Your Apache VirtualHost for port 80 is redirecting all requests to HTTPS and your HTTPS VirtualHost redirects the acme-challenge request to your login page. You need the server to respond with the acme challenge token value instead. There are many ways to correct this. One is to update your rewrite rules by adding this line immediately after RewriteEngine on

RewriteRule ^/\.well-known/.+ - [END]

This will prevent the /.well-known/acme-challenge/TokenValue request from being redirected to your https server.

As long as your DocumentRoot for the http VirtualHost is correct the cert renewal should be fine.

rg305 · June 13, 2022, 10:32pm

If that doesn't do the trick, try this line above the RewriteRule:
RewriteCond %{REQUEST_URI} !^/.well-known/acme-challenge [NC]

mh23 · June 14, 2022, 6:23pm

I tested both suggestions one after the other but it didn´t work.

I checked the DocumentRoot. In the files 000-default.conf and default-ssl.conf it was '/var/www/html'. I changed the path in '/var/www/nextcloud' and tried again both suggestions.
I get again the same error message

Domain: midgard.crabdance.com
Type: unauthorized
Detail: 79.203.102.46: Invalid response from
Nextcloud "\n<html class="ng-csp" data-placeholder-focus="false"
lang="en" data-locale="en" >\n\t<head\n
data-requesttoken="B3iQ"

To fix these errors, please make sure that your domain name was
entered correctly and the DNS A/AAAA record(s) for that domain
contain(s) the right IP address.

Any further ideas?

rg305 · June 14, 2022, 6:48pm

More of the same.
Try each of those (again); But this time create a test text file in the expected challenge location.
And see if it can be accessed directly from the Internet.
mkdir -p /var/www/nextcloud/.well-known/acme-challenge
echo "test" > /var/www/nextcloud/.well-known/acme-challenge/Test_File-1234
http://midgard.crabdance.com/.well-known/acme-challenge/Test_File-1234

mh23 · June 14, 2022, 8:54pm

I can access the file.

rg305 · June 14, 2022, 9:21pm

hmm...
Then can you get a cert now?

mh23 · June 15, 2022, 4:06pm

no, same error again

rg305 · June 15, 2022, 4:10pm

Try:

sudo certbot certonly --webroot -w /var/www/nextcloud -d midgard.crabdance.com --dry-run

mh23 · June 15, 2022, 4:20pm

It works

Saving debug log to /var/log/letsencrypt/letsencrypt.log
Plugins selected: Authenticator webroot, Installer None
Cert is due for renewal, auto-renewing...
Renewing an existing certificate
Performing the following challenges:
http-01 challenge for midgard.crabdance.com
Using the webroot path /var/www/nextcloud for all unmatched domains.
Waiting for verification...
Cleaning up challenges

IMPORTANT NOTES:

The dry run was successful.

But why does it only work with those additionally parameters?

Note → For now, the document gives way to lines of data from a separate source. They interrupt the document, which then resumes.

PR #743, opened 2015-09-18
[STORM-1052] TridentKafkaState uses new Kafka Producer API

vesense:

PR #1682, opened 2016-09-13
STORM-2089 Replace Consumer of ISqlTridentDataSource with SqlTridentConsumer

HeartSaVioR:
* issue link: https://issues.apache.org/jira/browse/STORM-2089

This is for handling INSERT for tuples as batch if possible.

I also changed storm-sql-kafka to expose State directly, but this is effectively same as current since TridentKafkaState.updateState() does update via fully synchronous way.
(by looping each tuple and calling Future.get() immediately)

```
    public void updateState(List<TridentTuple> tuples, TridentCollector collector) {
        String topic = null;
        for (TridentTuple tuple : tuples) {
            try {

                if(topic != null) {
                    Future<RecordMetadata> result = producer.send(new ProducerRecord(topic,
                            mapper.getKeyFromTuple(tuple), mapper.getMessageFromTuple(tuple)));
                    try {
                        result.get();
                    } catch (ExecutionException e) {
                        String errorMsg = "Could not retrieve result for message with key = "
                                + mapper.getKeyFromTuple(tuple) + " from topic = " + topic;
                        LOG.error(errorMsg, e);
                        throw new FailedException(errorMsg, e);
                    }
                } else {
                    LOG.warn("skipping key = " + mapper.getKeyFromTuple(tuple) + ", topic selector returned null.");
                }
            } catch (Exception ex) {
                String errorMsg = "Could not send message with key = " + mapper.getKeyFromTuple(tuple)
                        + " to topic = " + topic;
                LOG.warn(errorMsg, ex);
                throw new FailedException(errorMsg, ex);
            }
        }
    }
```

We could improve it, but it would be better to handle it as another issue if needed.

### DIFF
--- a/external/sql/storm-sql-runtime/src/jvm/org/apache/storm/sql/runtime/ISqlTridentDataSource.java
+++ b/external/sql/storm-sql-runtime/src/jvm/org/apache/storm/sql/runtime/ISqlTridentDataSource.java
@@ -17,14 +17,49 @@
  */
 package org.apache.storm.sql.runtime;
 
-import org.apache.storm.trident.operation.Function;
-import org.apache.storm.trident.spout.IBatchSpout;
 import org.apache.storm.trident.spout.ITridentDataSource;
+import org.apache.storm.trident.state.StateFactory;
+import org.apache.storm.trident.state.StateUpdater;
 
 /**
  * A ISqlTridentDataSource specifies how an external data source produces and consumes data.
  */
 public interface ISqlTridentDataSource {
+  /**
+   * SqlTridentConsumer is a data structure containing StateFactory and StateUpdater for consuming tuples with State.
+   *
+   * Please note that StateFactory and StateUpdater should use same class which implements State.
+   *
+   * @see org.apache.storm.trident.state.StateFactory
+   * @see org.apache.storm.trident.state.StateUpdater
+   */
+  interface SqlTridentConsumer {
+    StateFactory getStateFactory();
+    StateUpdater getStateUpdater();
+  }
+
+  /**
+   * Provides instance of ITridentDataSource which can be used as producer in Trident.
+   *
+   * Since ITridentDataSource is a marker interface for Trident Spout interfaces, this method should effectively
+   * return an instance of one of these interfaces (can be changed if Trident API evolves) or descendants:
+   * - IBatchSpout
+   * - ITridentSpout
+   * - IPartitionedTridentSpout
+   * - IOpaquePartitionedTridentSpout
+   *
+   * @see org.apache.storm.trident.spout.ITridentDataSource
+   * @see org.apache.storm.trident.spout.IBatchSpout
+   * @see org.apache.storm.trident.spout.ITridentSpout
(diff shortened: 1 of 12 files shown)


external/sql/storm-sql-runtime/src/jvm/org/apache/storm/sql/runtime/ISqlTridentDataSource.java
```diff
@@ -17,14 +17,32 @@
...
+    public StateFactory getStateFactory() {
+      return stateFactory;
+    }
+
+    public StateUpdater getStateUpdater() {
+      return stateUpdater;
+    }
+  }
+
   ITridentDataSource getProducer();
```
vesense: how about add some javadoc for interface methods in `ISqlTridentDataSource` and `DataSource`?

vesense: how about add some javadoc for interface methods in `ISqlTridentDataSource` and `DataSource`?

HeartSaVioR: Makes sense. I'll add javadoc for methods and also SqlTridentConsumer.

vesense:
@HeartSaVioR 
one minor comment, others looks good to me.
about sync send `.get()`, please take a look at previous comments: https://github.com/apache/storm/pull/743#commitcomment-14195354

HeartSaVioR:
@vesense 
Yeah we need to call get() to react for the result. We could still send all requests first, and sync all to reduce waiting time. It's a kind of trade-off since it doesn't do fail-fast.

HeartSaVioR:
@vesense Addressed javadoc.

vesense:
+1
and I have filed a jira for improving the TridentKafkaState batch sending.

external/sql/storm-sql-runtime/src/jvm/org/apache/storm/sql/runtime/ISqlTridentDataSource.java
```diff
@@ -17,14 +17,62 @@
...
 public interface ISqlTridentDataSource {
+  /**
+   * SqlTridentConsumer is a data structure containing StateFactory and StateUpdater for consuming tuples with State.
+   *
+   * Please note that StateFactory and StateUpdater should use same class which implements State.
+   *
+   * @see org.apache.storm.trident.state.StateFactory
+   * @see org.apache.storm.trident.state.StateUpdater
+   */
+  class SqlTridentConsumer {
```
arunmahadevan: Its better to have this as an interface with getStateFactory and getStateUpdater.

HeartSaVioR: Good point. Will address.

HeartSaVioR:
@arunmahadevan Thanks for the review. I addressed your comment.

arunmahadevan:
+1

PR #1687, opened 2016-09-16
STORM-1694: Kafka Spout Trident Implementation Using New Kafka Consumer API

hmcl:
The Kafka Trident implementation is on top of the Trident logs improvement patch because they are related, and it makes it easier to merge the patch. There is already another PR for STORM-2097

### DIFF
--- a/examples/storm-starter/src/jvm/org/apache/storm/starter/trident/TridentKafkaClientWordCountNamedTopics.java
+++ b/examples/storm-starter/src/jvm/org/apache/storm/starter/trident/TridentKafkaClientWordCountNamedTopics.java
@@ -1,0 +1,122 @@
+/*
+ * Licensed to the Apache Software Foundation (ASF) under one
+ *   or more contributor license agreements.  See the NOTICE file
+ *   distributed with this work for additional information
+ *   regarding copyright ownership.  The ASF licenses this file
+ *   to you under the Apache License, Version 2.0 (the
+ *   "License"); you may not use this file except in compliance
+ *   with the License.  You may obtain a copy of the License at
+ *
+ *   http://www.apache.org/licenses/LICENSE-2.0
+ *
+ *   Unless required by applicable law or agreed to in writing, software
+ *   distributed under the License is distributed on an "AS IS" BASIS,
+ *   WITHOUT WARRANTIES OR CONDITIONS OF ANY KIND, either express or implied.
+ *   See the License for the specific language governing permissions and
+ *   limitations under the License.
+ */
+
+package org.apache.storm.starter.trident;
+
+import org.apache.kafka.clients.consumer.ConsumerRecord;
+import org.apache.storm.kafka.spout.KafkaSpoutConfig;
+import org.apache.storm.kafka.spout.KafkaSpoutRetryExponentialBackoff;
+import org.apache.storm.kafka.spout.KafkaSpoutRetryService;
+import org.apache.storm.kafka.spout.KafkaSpoutStreams;
+import org.apache.storm.kafka.spout.KafkaSpoutStreamsNamedTopics;
+import org.apache.storm.kafka.spout.KafkaSpoutTupleBuilder;
+import org.apache.storm.kafka.spout.KafkaSpoutTuplesBuilder;
+import org.apache.storm.kafka.spout.KafkaSpoutTuplesBuilderNamedTopics;
+import org.apache.storm.kafka.spout.trident.KafkaTridentSpoutManager;
+import org.apache.storm.kafka.spout.trident.KafkaTridentSpoutOpaque;
+import org.apache.storm.trident.Stream;
+import org.apache.storm.trident.TridentState;
+import org.apache.storm.trident.TridentTopology;
+import org.apache.storm.trident.operation.builtin.Count;
+import org.apache.storm.trident.operation.builtin.Debug;
+import org.apache.storm.trident.testing.Split;
+import org.apache.storm.tuple.Fields;
+import org.apache.storm.tuple.Values;
+
+import java.util.HashMap;
+import java.util.List;
+import java.util.Map;
+import java.util.concurrent.TimeUnit;
+
+import static org.apache.storm.kafka.spout.KafkaSpoutConfig.FirstPollOffsetStrategy.EARLIEST;
+
+public class TridentKafkaClientWordCountNamedTopics extends TridentKafkaWordCount {
+    public TridentKafkaClientWordCountNamedTopics(String zkUrl, String brokerUrl) {
+        super(zkUrl, brokerUrl);
+    }
+
+    protected TridentState addTridentState(TridentTopology tridentTopology) {
+        final Stream spoutStream = tridentTopology.newStream("spout1", createOpaqueKafkaSpoutNew()).parallelismHint(1);
+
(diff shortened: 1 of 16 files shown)


HeartSaVioR:
Since it does load the two modules - storm-kafka and storm-kafka-client - but only load kafka-client with `${storm.kafka.client.version}`. Does storm-starter work with both storm-kafka and storm-kafka-client? If not, I guess we need to move out storm-kafka and storm-kafka-client to separate modules like recent examples modules.

examples/storm-starter/src/jvm/org/apache/storm/starter/trident/TridentKafkaClientWordCountWildcardTopics.java
```diff
@@ -0,0 +1,51 @@
...
+
+public class TridentKafkaClientWordCountWildcardTopics extends TridentKafkaClientWordCountNamedTopics {
+    private static final String TOPIC_WILDCARD_PATTERN = "test-trident(-1)?";
+
+    public TridentKafkaClientWordCountWildcardTopics(String zkUrl, String brokerUrl) {
+        super(zkUrl, brokerUrl);
+    }
+
+    public static void main(String[] args) throws Exception {
+        final String[] zkBrokerUrl = parseUrl(args);
```
harshach: do we still need zookeeper config. This topology using new KafkaSpout right?

external/storm-kafka-client/src/main/java/org/apache/storm/kafka/spout/trident/KafkaTridentSpoutEmitter.java
```diff
@@ -0,0 +1,187 @@
...
+                topicPartitionsTrident.add(new KafkaTridentSpoutTopicPartition(topicPartition));
+            }
+        }
+        LOG.debug("OrderedPartitions = {}", topicPartitionsTrident);
+        return topicPartitionsTrident;
+    }
+
+    @Override
+    public void close() {
+        LOG.debug("Closed");
```
hmcl: Done

examples/storm-starter/src/jvm/org/apache/storm/starter/trident/TridentKafkaClientWordCountWildcardTopics.java
hmcl: Agree. Refactored examples in this [PR](https://github.com/apache/storm/pull/1757)

examples/storm-starter/src/jvm/org/apache/storm/starter/trident/TridentKafkaClientWordCountNamedTopics.java
```diff
@@ -0,0 +1,122 @@
...
+        final Stream spoutStream = tridentTopology.newStream("spout1", createOpaqueKafkaSpoutNew()).parallelismHint(1);
+
+        return spoutStream.each(spoutStream.getOutputFields(), new Debug(true))
+                .each(new Fields("str"), new Split(), new Fields("word"))
+                .groupBy(new Fields("word"))
+                .persistentAggregate(new DebugMemoryMapState.Factory(), new Count(), new Fields("count"));
+    }
+
+    private KafkaTridentSpoutOpaque<String, String> createOpaqueKafkaSpoutNew() {
+        return new KafkaTridentSpoutOpaque<String, String>(getKafkaTridentManager());
```
hmcl: Partially Done in refactored examples in this [PR](https://github.com/apache/storm/pull/1757).

There were some redundant "factory methods" that I removed. However, the code creating the "dependency" objects that need to be passed in is not 1 or two lines. I believe that a method with a meaningful name creating and initializing these "dependency" objects makes the code much more cohesive and easier to read. Furthermore, this class is extended for wildcard topics, and some of these methods overridden. 

I will be happy to write a more "copy" and "paste" like example in the docs if you feel it's appropriate. Please let me know.

examples/storm-starter/src/jvm/org/apache/storm/starter/trident/TridentKafkaClientWordCountNamedTopics.java
```diff
@@ -0,0 +1,122 @@
...
+    private static KafkaSpoutRetryExponentialBackoff.TimeInterval getTimeInterval(long delay, TimeUnit timeUnit) {
+        return new KafkaSpoutRetryExponentialBackoff.TimeInterval(delay, timeUnit);
+    }
+
+    protected KafkaSpoutStreams getKafkaSpoutStreams() {
+        final Fields outputFields = new Fields("str");
+        return new KafkaSpoutStreamsNamedTopics.Builder(outputFields, new String[]{"test-trident","test-trident-1"}).build();
+    }
+
+    protected static class TopicsTupleBuilder<K, V> extends KafkaSpoutTupleBuilder<K,V> {
```
hmcl: I am not sure I completely follow this observation. This same object exists for the Kafa Spout. This is only used for the user to be able to provide a custom implementation of how he wishes to create (build) a Tuple from the ConsumerRecord object. The users are free to, when creating their KafkaSpoutTupleBuilder implementation, specify which Deserializer they want to use. 

As far as default implementation, I am not sure I am following. I don't think we are providing any default implementation. The class KafkaSpoutTupleBuilder is abstract. This implementation here is for the sake of the example.

external/storm-kafka-client/src/main/java/org/apache/storm/kafka/spout/trident/KafkaTridentSpoutBatchMetadata.java
```diff
@@ -0,0 +1,83 @@
...
+        if (records != null && !records.isEmpty()) {
+            firstOffset = records.get(0).offset();
+            lastOffset = records.get(records.size() - 1).offset();
+        } else {
+            if (lastBatch != null) {
+                firstOffset = lastBatch.firstOffset;
+                lastOffset = lastBatch.lastOffset;
+            }
+        }
+        LOG.debug("Created {}", this);
```
hmcl: logging "this" will call the overridden toString() method for this class, which prints the first and last offset.

hmcl:
@HeartSaVioR I believe I address your valid concerns about the kafka library versions in this [PR](https://github.com/apache/storm/pull/1757)

HeartSaVioR:
@hmcl OK thanks for following up. 
@harshach Please treat my comment as addressed, and also feel free to merge when you think it's OK to merge.

harshach:
@hmcl these PR titles are very confusing. Can you fix that in both the PRs. Not sure what it means by "Apache master storm 1694 top storm 2097". Just add the JIRA title as PR title.

harshach:
@hmcl also this PR is the same as this one with one more commit?
https://github.com/apache/storm/pull/1757/commits . If so can you close this one.

hmcl:
@harshach I have changed the titles of the PRs, however what is really important are the git commit messages, and those were correct. Once the patch is merged, no one will ever look at the PR titles again, only at the git commit logs.

I don't think we should close this PR in order to keep the history of the review comments. Also, the title of this PR reflects this patch. The title of the other PR reflects the other patch that is on top of this patch.

There is no extra work in merging the two PRs and the git commit history is the same.

hmcl:
@harshach done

rg305 · June 15, 2022, 4:33pm

Ok, now get the cert:

sudo certbot certonly --webroot -w /var/www/nextcloud -d midgard.crabdance.com

It seems that certbot is unable to handle the syntax of the configuration file.
I suspect the unblanced:

has thrown it off its' game.

So, we overcame that by explicitly telling certbot where to place the challenge file.

system · July 15, 2022, 4:34pm

This topic was automatically closed 30 days after the last reply. New replies are no longer allowed.